El recorrido continuó hacia mediados del Siglo XIX en dónde la filosofía aún se encargaba de determinar si todos los miembros de la sociedad podíamos ser entendidos como sujetos de derechos. Si bien todas las personas somos iguales ante la ley, para este momento el acceso a elementos básicos de protección, como un tapabocas, dependió más del estatus que de otra cosa.
Esta expedición siguió su rumbo hacia un periodo difuso entre los siglos X y XI, en el que un trabajador ordinario, o vasallo para entonces, se exponía a cualquier clase de actividad con tal de asegurar las condiciones básicas para su supervivencia. Fuimos testigos de tragedias como la de Tasajera, catalogada por muchos como absurda, pero en vista de la ausencia de garantías (anacrónicas para el contexto), los ciudadanos aceptan cualquier riesgo por llevar el pan a la mesa.
A lo largo de este turbulento viaje, o, dicho de otra manera, repaso noticioso de los últimos meses, me han surgido varias preguntas sobre el rol de las instituciones que con el paso del tiempo hemos ido conformando para garantizar nuestra seguridad como ciudadanos.
Esa misma es la máxima de la Constitución del 91, que reza en su artículo 5° lo siguiente: “El Estado reconoce, sin discriminación alguna, la primacía de los derechos inalienables de la persona …”. Por ello mi duda se trasladó al sujeto de este mandato.
¿Ha reconocido el estado, sin discriminación alguna, la primacía de los derechos?
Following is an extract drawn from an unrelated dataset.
PR #76, opened 2021-08-04
Install correct version of openjdk on Debian

r4fek:
On Debian 10 (current stable) openjdk-8 isn't available, openjdk-11 should be installed instead.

Y si lo ha hecho, además de reconocerlos ¿los ha defendido?
Las ultimas semanas la opinión pública ha visto, uno tras otro, indignantes episodios en los que representantes del Estado han sometido y violado los derechos de la población más vulnerable, replicando antiguas formas de gobierno en las que los militantes aprovecharon su militancia, para aplastar a los escalones inferiores de esa pirámide social.
¿Cómo puede un Estado Social de Derecho permitir tal disparidad? Me niego a afirmar que el Estado colombiano es un experimento fallido, pues no encuentro ningún argumento que sostenga tal acusación. Sin embargo, urge reparar las grietas que han quebrantado la confianza de los ciudadanos y perpetuado interacciones profundamente abusivas.
Estoy convencido de que el Estado, del que por cierto hago parte, necesita modernizar sus formas, y renovar el degastado contrato social que lejos de la seguridad que promete, infunde miedo.
Por mi parte, seguiré trabajando por renovar los sistemas actuales que funcionan como si viviéramos 100 años atrás. Propongo que desde nuestras labores cotidianas hagamos posible que la vida en Colombia deje de ser un retroceso y por el contrario, el futuro, brillante por demás, nos transmita seguridad, confianza y la siempre inagotable esperanza.
¿Viajamos al futuro?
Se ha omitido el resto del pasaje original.